I'll try and look into this a bit further too. I also am not sure how
Basiclinux handles this, obviously.
Thanks, James
-
To unsubscribe from this list: send the line "unsubscribe linux-newbie" in
the body of a message to majordomo@vger.kernel.org
More majordomo info at http://vger.kernel.org/majordomo-info.html
Please read the FAQ at http://www.linux-learn.org/faqs
^ permalink raw reply [flat|nested] 15+ messages in thread
* Re: Intel 82595FX clone NIC problems
2003-04-11 19:29 ` James Miller
@ 2003-04-11 20:08 ` Ray Olszewski
2003-04-11 20:24 ` James Miller
2003-04-12 9:13 ` ichi
0 siblings, 2 replies; 15+ messages in thread
From: Ray Olszewski @ 2003-04-11 20:08 UTC (permalink / raw)
To: James Miller, Linux-Newbie list
James -- Based on the additional ifconfig info you provide here, it seems
that my original guess was wrong.

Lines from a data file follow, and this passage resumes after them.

PR #269, opened 2019-04-04
.circleci: test go code using circle

tessr:


tessr:
I believe this needs to end up on main before I can build anything on circle with it.

vickiniu:
Do we need to add Circle to our gh repo? or is it just not turned on until `.circleci/config.yml` lands?

tessr:
We do need to add it to get it to show up as a "check," but we can still run builds here: https://circleci.com/gh/interstellar/slingshot/

.circleci/config.yml
```diff
@@ -0,0 +1,25 @@
+# Check https://circleci.com/docs/2.0/language-go/ for more details
+version: 2
+jobs:
+  build:
+    docker:
+      # specify the version
+      - image: circleci/golang:1.9
```
bobg: Should this not be at least 1.11 (for new modules behavior)?

.circleci/config.yml
```diff
@@ -0,0 +1,25 @@
...
+    ####   /go/src/github.com/circleci/go-tool
+    ####   /go/src/bitbucket.org/circleci/go-tool
+    working_directory: /go/src/github.com/interstellar/slingshot
+    steps:
+      - checkout
+
+      # specify any bash command here prefixed with `run: `
+      - run: go vet ./slidechain/...
+      - run: test `gofmt -s -l ./slidechain | grep -vF /vendor/ | wc -l` -eq 0
+      - run: go test -v ./slidechain/... -timeout 60m
```
bobg: Please add a trailing newline.

.circleci/config.yml
tessr: good call!

tessr:
Cross-posting from Slack, but: I'm giving up on using Circle, for now, for a few reasons: 

1. no easy support for rust nightlies. we’d have to build and maintain our own docker container and update every time we updated the nightly
2. performance doesn’t seem to be better. builds often queue for a long time for seemingly no reason. the page hasn't even been rendering correctly? it seems like they've had a few incidents over the last few days, which explains some of this, but it's not encouraging. 

If we still want to move away from Travis in a few weeks, we can investigate something self-hosted.

PR #274, opened 2019-04-16
utreexo: new Rust crate

bobg:
Based on the Go implementation at github.com/bobg/utreexo.


utreexo/Cargo.lock
```diff
@@ -0,0 +1,6 @@
+# This file is automatically @generated by Cargo.
```
oleganza: Libraries generally do not put Cargo.lock under version control. This is only useful for applications to lock down all dependencies. Libraries can be used with differently locked down applications, so they only specify versions per SemVer rules to allow upgrades.

utreexo/src/update.rs
```diff
@@ -0,0 +1,45 @@
+use super::hash::Hash;
+use super::proof::{Proof, ProofStep};
+use super::utreexo::Utreexo;
+
+use std::collections::HashMap;
+
+pub struct Update {
+    pub(crate) u: Utreexo,
```
oleganza: nitpick: could we have more spelled out names, because `u.u.` and `hh` in the code are kinda hard to read :-)

eupn:
Didn't know that there is a crate here, so I've ended up doing the same work 🤦‍♂: https://github.com/eupn/utreexo-rs

I will maintain this crate on crates.io so it may be unnecessary to embed utreexo crate into a project but use it as a Cargo.toml dependency.

oleganza:
Closed since we are using implementation in #308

I may have been misinterpreting what you
wrote before (doing some incorrect rading between the lines), so I'd like
you to repost, this time with come complete output.
First, note that the attempted ping does NOT genreate any TX packets. The
"before" ifconfig reads (in part): "TX packets:98 errors:0 dropped:0
overruns:0 carrier:1". The "after" ifconfig is identical here: "X
packets:98 errors:0 dropped:0 overruns:0 carrier:1". So the ping is not
going out the interface.
To understand why, I'd like to see the exact ping command and all that
results. For example, here is what an unsuccessful ping normally looks like
(In this case, one to a unused LAN address):
autovcr@kuryakin:~$ ping 192.168.1.44
PING 192.168.1.44 (192.168.1.44): 56 data bytes
[... long wait here..., ended by pressing ^C]

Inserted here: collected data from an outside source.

PR #275, opened 2019-04-17
zkvm/blockchain: implement BlockchainState::apply_txlog

vickiniu:
Changes UTXO representation to match contract ID and implements `apply_txlog`, removing inputs and adding outputs to the UTXO set.

### DIFF
--- a/zkvm/src/blockchain/state.rs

--- 192.168.1.44 ping statistics ---
10 packets transmitted, 0 packets received, 100% packet loss
Is this what you see when you ping unsuccessfully, or is anything different?

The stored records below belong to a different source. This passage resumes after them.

PR #276, opened 2019-04-17
zkvm/blockchain: execute tx list

vickiniu:
Implements the [Execute tx list](https://github.com/interstellar/slingshot/blob/main/zkvm/docs/zkvm-blockchain.md#execute-transaction-list) procedure from the blockchain spec!

### DIFF
--- a/zkvm/Cargo.toml
+++ b/zkvm/Cargo.toml
@@ -18,6 +18,7 @@ rand = "0.6"
 subtle = "2"
 curve25519-dalek = { version = "1.0.1", features = ["serde"] }
 serde = { version = "1.0", features=["derive"] }
+rayon = "1.0"
 
 
 [dependencies.bulletproofs]
--- a/zkvm/Cargo.toml
+++ b/zkvm/Cargo.toml
@@ -18,7 +18,6 @@ rand = "0.6"
 subtle = "2"
 curve25519-dalek = { version = "1.0.1", features = ["serde"] }
 serde = { version = "1.0", features=["derive"] }
-rayon = "1.0"
 
 
 [dependencies.bulletproofs]
--- a/zkvm/src/blockchain/state.rs
+++ b/zkvm/src/blockchain/state.rs
@@ -78,7 +78,7 @@ impl BlockchainState {
         // Check that, for the current block version, this tx version is
         // supported. For block versions higher than 1, we do not yet know
         // what tx versions to support, so we accept all.
-        if block_version == 1 && block_version != tx.header.version {
+        if block_version == 1 && tx.header.version != 1 {
             return Err(BlockchainError::VersionReversion);
         }
 
--- a/zkvm/src/blockchain/state.rs
+++ b/zkvm/src/blockchain/state.rs
@@ -3,7 +3,7 @@ use std::collections::HashSet;
 
 use super::block::{Block, BlockHeader, BlockID};
 use super::errors::BlockchainError;
-use crate::{ContractID, Entry, TxLog, VMError};
+use crate::{ContractID, Entry, Tx, TxID, TxLog, VMError, Verifier};
 
 #[derive(Clone)]
 pub struct BlockchainState {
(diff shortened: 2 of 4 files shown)


zkvm/src/blockchain/state.rs
```diff
@@ -60,4 +60,29 @@ impl BlockchainState {
...
         Ok(())
     }
+
+    /// Executes a list of transactions, returning their tx IDs and tx logs.
+    pub fn execute_txlist(
+        txs: Vec<Tx>,
+        version: u64,
+        timestamp_ms: u64,
+    ) -> Result<Vec<(TxID, TxLog)>, BlockchainError> {
+        let bp_gens = BulletproofGens::new(256, 1);
```
bobg: I think we want to avoid allocating our own generators inside the API. Our functions should instead accept generators from the caller and pass them where they're needed. (Double-check with @oleganza and/or @cathieyun.)

zkvm/src/blockchain/state.rs
```diff
@@ -60,4 +60,29 @@ impl BlockchainState {
...
+
+        txs.iter()
```
bobg: Perhaps for a later PR: this step can be parallelized (as noted in the spec). An easy way to achieve this might be with [the rayon crate](https://rust-lang-nursery.github.io/rust-cookbook/concurrency/parallel.html).

zkvm/src/blockchain/state.rs
vickiniu: that makes sense to me!

zkvm/src/blockchain/state.rs
vickiniu: Thanks for linking `rayon` — this looks great! Updated to add rayon and process in parallel

zkvm/src/blockchain/state.rs
```diff
@@ -62,6 +63,30 @@ impl BlockchainState {
...
     }
+
+    /// Executes a list of transactions, returning their tx IDs and tx logs.
+    pub fn execute_txlist(
+        txs: Vec<Tx>,
+        bp_gens: BulletproofGens,
+        version: u64,
+        timestamp_ms: u64,
+    ) -> Result<Vec<(TxID, TxLog)>, BlockchainError> {
+        txs.par_iter()
```
oleganza: i'm worried about this dependency on a specific multi-threading library. What if we strive to decouple optimizations from the logic, and use generics/iterators so we can push the decision on how to assemble all the verification as high up as possible.

E.g. would be good to wrap the body of this loop into a method (maybe part of zkvm::Verifier?) that takes the external timestamp and the int "max_tx_version". And then one can wrap this into a short iterator or parallel iterator, whichever is needed.

zkvm/src/blockchain/state.rs
```diff
@@ -62,6 +63,30 @@ impl BlockchainState {
...
+            .map(|tx| {
+                if tx.header.mintime_ms > timestamp_ms || tx.header.maxtime_ms < timestamp_ms {
+                    return Err(BlockchainError::BadTxTimestamp);
+                }
+                if version == 1 && version != tx.header.version {
```
oleganza: `version` here i guess is the block version, maybe rename it accordingly? This is very different from tx version, so comparison between them is semantically incorrect. The goal here is to say "if the block version is current, then tx version must be among currently supported to prevent squatting future versions; but if it's in the future, we are running an outdated software, so we need to allow higher tx versions."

As to the arp table, a HW address of all 0s means the arp attempt failed
... the querying host did not get a response. If it gets a response, you'll
see non-0 hex values in the entry, something like this:
autovcr@kuryakin:~$ more /proc/net/arp
IP address HW type Flags HW address Mask Device
192.168.1.129 0x1 0x2 00:A0:CC:E6:76:7E * eth0
Checking the routing table means, in practice, looking at the output of
"netstat -nr" (there are other ways as well, but I've never seen a Linux
system that didn't have the netstat command).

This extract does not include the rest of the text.